(DATASET ENTRIES begins)
PR #33486, opened 2025-02-10
Feat: remember last visited route in logs FE-1418

jordienr:
## I have read the [CONTRIBUTING.md](https://github.com/supabase/supabase/blob/master/CONTRIBUTING.md) file.

YES/NO

## What kind of change does this PR introduce?

When clicking the logs icon in the sidebar, it will remember which route you were last on and send you there instead of always sending you to /explorer

There's also a bug where using the project switcher breaks when users have query params in the URL, this fixes it.

## What is the current behavior?

Always sends users to /explorer

## To test

- Open project
- Click logs icon (goes to explorer)
- Click API/Storage whatever logs
- Click another link in the sidebar like Table Editor
- Click Logs again
- You should be in the page you visited in step 3 instead of explorer
- Enjoy the time you saved

PR #33756, opened 2025-02-21
Fix flakiness in logs test

joshenlim:
Noticed that playwright E2E tests are redirecting to /logs/logs for the logs test after [this PR](https://github.com/supabase/supabase/pull/33486). This PR attempts to fix that issue

Also removing the pause in the auth set up - so now we can look into running it through CI/CD

### DIFF
--- a/apps/studio/components/layouts/LogsLayout/LogsLayout.tsx
+++ b/apps/studio/components/layouts/LogsLayout/LogsLayout.tsx
@@ -15,36 +15,35 @@ interface LogsLayoutProps {
 }
 
 const LogsLayout = ({ title, children }: PropsWithChildren<LogsLayoutProps>) => {
-  const { isLoading, can: canUseLogsExplorer } = useAsyncCheckProjectPermissions(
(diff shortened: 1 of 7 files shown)


apps/studio/components/layouts/LogsLayout/LogsLayout.tsx
```diff
@@ -15,36 +15,35 @@ interface LogsLayoutProps {
...
+  const {
+    isLoading,
+    isSuccess,
+    can: canUseLogsExplorer,
+  } = useAsyncCheckProjectPermissions(PermissionAction.ANALYTICS_READ, 'logflare')
 
   const router = useRouter()
   const [_, setLastLogsPage] = useLocalStorageQuery(
     LOCAL_STORAGE_KEYS.LAST_VISITED_LOGS_PAGE,
-    router.pathname.split('/').pop()
```
joshenlim, line 26: reckon this should be the same behaviour as logs/index.tsx - default to /explorer

PR #33757, opened 2025-02-21
chore: add signin method to tracking

pamelachia:

YES

add signin method in tracking. for sso and github we pass url param during redirect. 

Tested locally for github and email and it shows on posthog
Tested in preview for sso


4L3k51 (approved):

apps/studio/pages/sign-in-mfa.tsx
```diff
@@ -46,7 +48,15 @@ const SignInMfaPage: NextPageWithLayout = () => {
           }
 
           if (data.currentLevel === data.nextLevel) {
-            sendEvent({ action: TelemetryActions.SIGN_IN, properties: { category: 'account' } })
+            if (signInMethod === 'github' || signInMethod === 'sso') {
```
loong, line 51: so if for any reason signInMethod is neither github nor sso, then no event gets emitted? maybe if signInMethod is invalid we should still emit the event but set method to "unknown" or "invalid"

pamelachia: idk if signin method can be invalid. It seems like the only way to login is github, sso and email so we covered all the bases. I was thinking it'll be better to not have unknown so we are stricter with the standards, but I can add unknown too if you think that's better.

loong: just worried if there are any changes later the events will not be emitted; they'll be silently missing. If we add an unknown at least there's a hint that something is wrong

loong (approved):
giving +1 ahead. still think it's better for event to always emit, avoiding silently missing events, hope we can do that before merging 👍

alaister (approved):
LGTM!

- Tested on preview with all available sign in methods

PR #33759, opened 2025-02-21
move templates in inline editor

SaxonF:
image

This moves the template selector from the bottom of the inline editor to the top. It uses a hover card for peeking at template code rather than replacing editor code. We aren't affecting editor state that way and can compare to our existing code too.

This PR also makes it so you can change prompt externally and have it show up.

## Steps to test

1. Enable the inline editor feature preview
2. Open editor
3. Click templates in top right
4. See list of templates
5. Hover templates to see preview
6. Click to insert


jordienr (approved):
Tested in preview all bueno

PR #33769, opened 2025-02-21
Add studio version in header for local self host

joshenlim:
Strategy is that Studio gets the version its on by an environment variable - the UI changes here is set up such that is the env var is present, we'll then render the Version popover

We'll do this by specifying a BUILD_VERSION env var when building the docker image - so this also needs to be updated in [here](https://github.com/supabase/supabase/blob/master/.github/workflows/publish_image.yml) eventually too which I might need @sweatybridge's help on this one as my Docker knowledge is not the best 😅 (I might be missing a detail or two too while i'm trying to piece what needs to be done in my mind 😬)

Nonetheless, verified working locally by building docker with the Dockerfile in studio via
`docker build . -f apps/studio/Dockerfile --target production -t studio:latest --build-arg BUILD_VERSION="20250219-7101314"`

Changes should not affect the hosted version.

On latest version:
image

Not on latest version:
image

Release schedule modal:
Approximate release date is based on last image release + 14 days (2 weeks)
image

Addresses https://linear.app/supabase/issue/FE-390/show-warning-on-localself-hosted-when-cli-version-is-out-of-date


apps/studio/Dockerfile
```diff
@@ -41,6 +41,9 @@ COPY --from=turbo /app/out/pnpm-lock.yaml ./
 # No need to clean cache because production uses standalone build
 RUN pnpm install --frozen-lockfile
 
+ARG BUILD_VERSION
+ENV STUDIO_VERSION="$BUILD_VERSION"
+
```
sweatybridge, line 46: You want to move this to line 29 so it's available on both dev and production images.

joshenlim: pushed an update :)

sweatybridge (approved):
Docker changes look good!

PR #33772, opened 2025-02-21
add pgbouncer config and status queries

jordienr:
adds 2 new queries for pgbouncer endpoints


jordienr:
> i'd opt to put all these under data/database - beside pooling-configuration-query

done 🫡

apps/studio/data/config/keys.ts
```diff
@@ -1,6 +1,4 @@
 export const configKeys = {
-  pgBouncerStatus: (projectRef: string | undefined) =>
```
jordienr, line 2: not used

joshenlim (approved):

PR #33775, opened 2025-02-21
allow nested routes for last visited route in logs

jordienr:


saltcod (approved):
Checked staging:
- going to logs → select a log → home → back to logs 
- logs → templates → home → logs → a log 
All looks good

PR #35242, opened 2025-04-24
Add link to table editor from wrappers

joshenlim:
Just a nit I ran into: was trying to find an easy way to open the foreign table from the integrations/wrappers page

Adds a link to the foreign table in the table editor where badge is that shows the table's schema and name
image


alaister (approved):
LGTM!

- Tested on preview

PR #35254, opened 2025-04-24
Chore/refactor triggers to remove mobx

joshenlim:
Contributes to FE-1265

## Context
Part of ongoing efforts to deprecate `mobx` from our repository - this one refactors `TriggersCreate`to the new `TriggersSheet` (opted to just create a new file otherwise reviewing is gonna be difficult) which uses the latest form set up + latest form input components + sheet component to handle creating and updating triggers. All the behaviours should be status quo, just small language changes to make it more succinct.

## To test
- Can create database trigger
- Can update database trigger
- Can delete database trigger


apps/studio/components/interfaces/Database/Triggers/TriggerSheet.tsx
```diff
@@ -0,0 +1,448 @@
...
+  // For UI handling, not to be passed to the final request
+  tableId: z.string().optional(),
+})
+
+const defaultValues = {
+  name: '',
+  schema: '',
+  table: '',
+  activation: 'BEFORE',
+  orientation: 'STATEMENT',
```
alaister, line 69: Personally I think we should flip these defaults

```suggestion
  activation: 'AFTER',
  orientation: 'ROW',
```

alaister (approved):
LGTM!

One small nit:

PR #35259, opened 2025-04-24
Remove isValidating check on custom domain cancel action

joshenlim:
As per PR title - the disabled check here seems unnecessary and is blocking a user from restarting the custom domain set up process


alaister (approved):
LGTM!

- Tested on preview

PR #35270, opened 2025-04-25
fix: Delay the autofocus of the input in a treeview

ivasilov:
* Removed `ResizablePanelGroup` components since it wasn't being used for any dynamic panels. Removed the `SQL_EDITOR_AI_PANEL_SPLIT_SIZE` constant also.
* Improved the reliability of the input focus behavior by introducing a double `setTimeout` mechanism to address intermittent focus loss during the initial render.

### DIFF
--- a/packages/ui/src/components/TreeView/TreeView.tsx
+++ b/packages/ui/src/components/TreeView/TreeView.tsx
@@ -102,31 +102,40 @@ const TreeViewItem = forwardRef<
 
     useEffect(() => {
       if (isEditing) {
-        if (inputRef.current) {
+        // [Ivan] This component is supposed to focus on its input when it's rendered. The focus doesn't work every time because
+        // the initial render is triggered by a dropdown menu which at the end of the closing animation, steals focus from the input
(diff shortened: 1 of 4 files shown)


packages/ui/src/components/TreeView/TreeView.tsx
```diff
@@ -91,39 +91,29 @@ const TreeViewItem = forwardRef<
     const [localValueState, setLocalValueState] = useState(name)
     const inputRef = useRef<HTMLInputElement>(null)
 
-    useEffect(() => {
-      const handleClickOutside = (event: MouseEvent) => {
```
ivasilov, line 95: This logic is already present via the `onBlur` usage.

joshenlim (approved):
Verified on preview, however for transparency JFYI for some reason this fix seems to be working on my end but Ivan is still running into an issue where the input loses focus while he's using a mouse.

We'll see if we get more reports on this and relook

Fwiw the main problem we identified is that the input _sometimes_ loses its focus to the dropdown menu button "add a new folder", but the fact that it happens randomly makes it such a odd bug to tackle

PR #35271, opened 2025-04-25
Chore/refactor storage explorer store part 1

joshenlim:
Contributes to FE-1265, starting work on tearing apart the StorageExplorerStore bit by bit

## Changes involved
- Made the valtio StorageExplorerStore into a ContextProvider
- Shift `view` and `setView` logic from mobx store to valtio store
- Shift `downloadFile` function from mobx store to `StorageExplorer.utils`
- Shift `formatTime` function from mobx store to `StorageExplorer.utils`
- Both mobx and valtio stores share the same local storage key to save the explorer preferences (view, sortBy, sortByOrder)

## To test: There shouldn't be any change in behaviour here
- Able to change sort by + persist across browser sessions
- Able to change sort by order + persist across browser sessions
- Able to change view + persist across browser sessions
- Able to download files
  - From preview pane
  - From context menu on the file row
  - From more menu in the file row
- Able to download folder


apps/studio/localStores/storageExplorer/StorageExplorerStore.tsx
```diff
@@ -321,6 +319,7 @@ class StorageExplorerStore {
   }
 
   setFilePreview = async (file: StorageItemWithColumn) => {
+    console.log('asdasd', file)
```
alaister, line 322:
```suggestion
```

alaister (approved):
LGTM!

- Tested on preview as directed

apps/studio/state/storage-explorer.tsx
```diff
@@ -0,0 +1,123 @@
...
+    createStorageExplorerState({
+      projectRef: project?.ref ?? '',
+      resumableUploadUrl: !!settings ? resumableUploadUrl : '',
+      serviceKey: serviceKey?.api_key ?? '',
+    })
+  )
+
+  const stateRef = useLatest(state)
+
+  useEffect(() => {
```
ivasilov, line 94: If you put `StorageExplorerStateContextProvider` in the `StorageLayout`, you won't have to do this check whether the project has changed.

apps/studio/state/storage-explorer.tsx
```diff
@@ -0,0 +1,123 @@
...
+)
+
+export const StorageExplorerStateContextProvider = ({ children }: PropsWithChildren) => {
+  const { project } = useProjectContext()
+  const { data: settings } = useProjectSettingsV2Query({ projectRef: project?.ref })
+
+  const endpoint = settings?.app_config?.endpoint
+  const { serviceKey } = getAPIKeys(settings)
+  const protocol = settings?.app_config?.protocol ?? 'https'
+  const resumableUploadUrl = `${IS_PLATFORM ? 'https' : protocol}://${endpoint}/storage/v1/upload/resumable`
```
ivasilov, line 82: This shouldn't be tied to the store, it can be a separate hook to be used where needed.

apps/studio/state/storage-explorer.tsx
joshenlim: oh we needed this cause for some reason the storage explorer state was getting loaded before the project ref was ready - but good point though i'll leave a comment here as to why we're doing this for this particular store

PR #35320, opened 2025-04-28
Add guards in table editor table state

joshenlim:
Noticed some Sentry errors of `Cannot set properties of undefined (setting 'idx')` in `updateColumnIdx`, hence adding some guards


alaister (approved):
LGTM!

- Tested all actions that have guards on preview

PR #35326, opened 2025-04-28
fix: multiple unique constraints on single column

alaister:

Bug fix

Currently if you have a table like:
```sql
create table demo (
  "id" uuid primary key default gen_random_uuid(),
  "name" text not null
);

alter table demo
  add constraint demo_name_key1 unique (name),
  add constraint demo_name_key2 unique (name);
```

You'll see multiple "name" columns in the table editor.

## Testing

Run the SQL above to verify you can only see one name column in your table editor.

## Additional context

Users shouldn't really have multiple unique indexes on the exact same column, but since it's _possible_ our table editor should handle it gracefully.


joshenlim (approved):
Verified locally!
(DATASET ENTRIES ends)
§ BRIEF
Say how many lines in the listing above hold "present". Give the number only.

§ RESPONSE TO THE EXERCISE
2